» **EXERCISE OBJECTIVE**
Search term "case": copy each line of the records that contains it.

» **Saved data entries**
---

PR #2454, opened 2019-09-06
Issue/2427 Add Custodian field (ie Division) to the 'People and Production' page

### LINKED ISSUE #2427: Add Custodian field (ie Division) to the 'People and Production' page
DAWR have identified the Custodian (aka Division responsible) is missing from Magda. This field is also used by the ONDC so is a transferable concept across organisations.

This is a field we could incorporate on the 'People and Production' page, ideally
- when a user selects the Team responsible for the dataset, the system automatically pre-populates the high level Division below in a field labelled 'Custodian' (pulling this from the org directory information)
- The Custodian should be an editable field, using similar style to organisation field above

IMG_3495

## Acceptance Criteria
- The custodian should be a dropdown that only allows preset values (no free text input a la "Organisation"
- The values to select from in the dropdown should be OrgUnits from the auth API at a certain level, which is configurable. E.g. if top level is "Root", second level is "Dept Agriculture", third level is "Division A", "Divison B", you can supply "3" to only show divisions, or supply no value to display all org units.
- The default value in the custodian dropdown should change based on what team is selected as the team responsible (i.e. a team will sit below a division, so go up the tree to get the division and pre-populate that)
- If a custodian has already been selected, it should not change based on the team being selected
- The value should be pre-populated based on what division the user is in if possible
- "Display data custodian area name" should be another option for showing contact point info (see @alyce's sketch)

## Technical Notes
- There should already be functionality in the auth api to both get the path between org units and to find org units at a certain level (good job @t83714!)

t83714:
### What this PR does

Fixes #2427 
Add Custodian field (ie Division) to the 'People and Production' page
- Added helm configure option `custodianOrgLevel` to magda-web-server chart
- New custodian question
  - Make sure before a user selects an option, a default option is selected based on `team` question
- Save `custodianOrgUnitId` to dataset access control aspect
- Updated `contactPointDisplay` options as per designed

### Checklist


magda-web-client/src/Components/Dataset/Add/Pages/People/CustodianDropdown.tsx
```diff
@@ -0,0 +1,102 @@
...
+                >
+                    Try Again
+                </button>
+            </div>
+        );
+    } else {
+        const selectedValue = orgUnitId && find(result, option => option.id === orgUnitId);
+
+        if ((!selectedValue || !hasUserSelected) && teamOrgUnitId) {
+            const relatedOrgUnit = find(
```
AlexGilleran: You could do the cast to `OrgUnitWithRelationship` here to avoid doing it twice later :)

magda-web-client/src/Components/Dataset/Add/Pages/People/CustodianDropdown.tsx
```diff
@@ -0,0 +1,102 @@
...
+                option =>
+                    option.relationship && option.relationship !== "unrelated"
+            );
+            if (
+                relatedOrgUnit &&
+                (relatedOrgUnit as OrgUnitWithRelationship).id !== orgUnitId
+            ) {
+                // --- we do need to send out onChangeCallback to update upper level state to make sure it's consistent with the screen value
+                // --- only update when we find a different value here otherwise we will trigger a infinite loop
+                onChangeCallback(
```
AlexGilleran: Is this because we only know what the default should be after we've called the API to find out what custodian org unit the user has a relationship with? Could it be done with `useEffect(..., [results])` ?

magda-web-client/src/api-clients/OrgUnitApis.ts
```diff
@@ -27,3 +27,35 @@ export async function listOrgUnits({
...
+ * Possible Value: 'ancestor', 'descendant', 'equal', 'unrelated'.
+ *
+ * @export
+ * @param {number} orgLevel - The level number (starts from 1) where org Units of the tree are taken horizontally.
+ * @param {string} [testOrgUnitId] - Optional; The org unit id that is used to test the relationship with each of returned orgUnit item.
+ * @returns {Promise<OrgUnitWithRelationship[]>}
+ */
+export async function listOrgUnitsAtLevel(
+    orgLevel: number,
+    testOrgUnitId?: string
```
AlexGilleran: Same thing as above re calling it `testOrgUnitId` :)

magda-authorization-api/src/createApiRouter.ts
```diff
@@ -453,6 +453,73 @@ export default function createApiRouter(options: ApiRouterOptions) {
         }
     });
 
+    /**
+     * @apiGroup Auth
+     * @api {put} /public/orgunits/listOrgUnitsAtLevel/:custodianOrgLevel/:testOrgUnitId List OrgUnits at certain org tree level
```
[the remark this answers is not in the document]
t83714: no problem~ Will update accordingly 👍

magda-web-client/src/Components/Dataset/Add/Pages/People/CustodianDropdown.tsx
t83714: Thanks 👍Will have a try~
Previously try to cast it to a (relatedOrgUnit | undefined) but seems typescript not smart enough to let me use `OrgUnitWithRelationship.id`

magda-web-client/src/Components/Dataset/Add/Pages/People/CustodianDropdown.tsx
t83714: 1> It's for the following scenario:
If we set a default value on screen and user is ok with the value, he probably won't touch the dropdown before click `next page` ---- for this case, the default value never saved to metaDataPage state.
2> What's the reason that we want to use a useEffect hook? 
You can tell this logic is under a conditional block. Thus, probably not good use case for hooks?

magda-web-client/src/api-clients/OrgUnitApis.ts
t83714: Will update accordingly 👍

t83714:
@AlexGilleran 
For some reason, typescript does not like:
```typescript
const selectedValue = orgUnitId && find(result, option => option.id === orgUnitId);
```
and only prefer:
```typescript
const selectedValue = orgUnitId && find(result, option => option.id === orgUnitId);
	if (orgUnitId && option.id === orgUnitId) return true;	
	else return false;	
});
```
Otherwise, it reports:
```
TypeScript error: Type '0 | { label: any; value: any; } | undefined' is not assignable to type 'ValueType<{ label: string; value: string; }>'.
  Type '0' is not assignable to type 'ValueType<{ label: string; value: string; }>'.  TS2322

    86 |                 }}
    87 |                 styles={ReactSelectStyles}
  > 88 |                 value={
       |                 ^
    89 |                     selectedValue && {
    90 |                         label: selectedValue.name,
    91 |                         value: selectedValue.id
```
Also see [gitlab log](https://gitlab.com/magda-data/magda/-/jobs/290431319).

Unless you have a better way of putting it, I am gonna change it back.

magda-web-client/src/Components/Dataset/Add/Pages/People/CustodianDropdown.tsx
AlexGilleran: The thing is it's equivalent to using `setState` in a render, which should [never](https://github.com/facebook/react/issues/5591#issuecomment-161678219) happen 😬 .

I was thinking the `useEffect` would sit at the top level of the render function and watch for changes to results - I think it'd also remove the need for `hasUserSelected`. Something like

```javascript
useEffect(() => {
    if (!orgUnitId) {
        onChangeCallback(getDefaultCustodianId(results, teamOrgUnitId))
    }
}, [results])
```

Does that make any sense? The idea being that because it's in a hook it wouldn't run on render, so there's no mixing the purpose of the render fn, and no (less?) danger of causing an infinite loop. The other alternative might be to do it as a `then` on the promise?

AlexGilleran:
> @AlexGilleran
> For some reason, typescript does not like:
> 
> ```ts
> const selectedValue = orgUnitId && find(result, option => option.id === orgUnitId);
> ```
> 
> and only prefer:
> 
> ```ts
> const selectedValue = orgUnitId && find(result, option => option.id === orgUnitId);
> 	if (orgUnitId && option.id === orgUnitId) return true;	
> 	else return false;	
> });
> ```
> 
> Otherwise, it reports:
> 
> ```
> TypeScript error: Type '0 | { label: any; value: any; } | undefined' is not assignable to type 'ValueType<{ label: string; value: string; }>'.
>   Type '0' is not assignable to type 'ValueType<{ label: string; value: string; }>'.  TS2322
> 
>     86 |                 }}
>     87 |                 styles={ReactSelectStyles}
>   > 88 |                 value={
>        |                 ^
>     89 |                     selectedValue && {
>     90 |                         label: selectedValue.name,
>     91 |                         value: selectedValue.id
> ```
> 
> Also see [gitlab log](https://gitlab.com/magda-data/magda/-/jobs/290431319).
> 
> Unless you have a better way of putting it, I am gonna change it back.

Oh sorry, I thought that was so simple I'd just do it rather than nag you to do it instead, but I guess not :(. I think changing the condition to `typeof orgUnitId !== "undefined"` will work, it's complaining because `orgUnitId` might be `0` which is falsy.

AlexGilleran:
(fixed)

---

» **TASK OUTPUT**
If we set a default value on screen and user is ok with the value, he probably won't touch the dropdown before click `next page` ---- for this case, the default value never saved to metaDataPage state.
You can tell this logic is under a conditional block. Thus, probably not good use case for hooks?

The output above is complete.